Everything You Need to Know to Buy,
Maintain, and Enjoy Your Log Home

Log Home Care and Maintenance
Everything You Need to Know to Buy, 
Maintain, and Enjoy Your Log Home
by Jim Olsen Davis 
The Lyons Press, 2004

Until recently, most log homes were either self-built or constructed by contractors affiliated with a local sawmill. Consequently, most were vacation homes built in or near a forest; only a few were built for year-round residence.

Much has changed in the last 20 years and the log home industry has matured considerably. The advent of new caulks and sealants coupled with improved designs and components has made the log home a more practical and affordable residence almost anywhere in the country.

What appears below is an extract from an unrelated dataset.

PR #6527, opened 2026-07-06
protovm: export compiler binary and blob emitter to Android.bp

BogdanFloris:
Exports the protovm compiler as a host binary so it can be used in soong genrules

This book explains how and why log homes are worth considering for year-round residence. It describes the properties of various types of wood and how they respond to changes in temperature and humidity, and it details a maintenance plan that will help log home owners avoid costly repairs.

"I have been involved in just about every facet of log home manufacturing, buildings, and restoring," notes the author, Jim Olsen Davis. "Consequently, what really upsets me is driving past a log home that has fallen into disrepair. The reason for this is simple: neglect. Neglect comes from misunderstanding or being misled or just plain idleness."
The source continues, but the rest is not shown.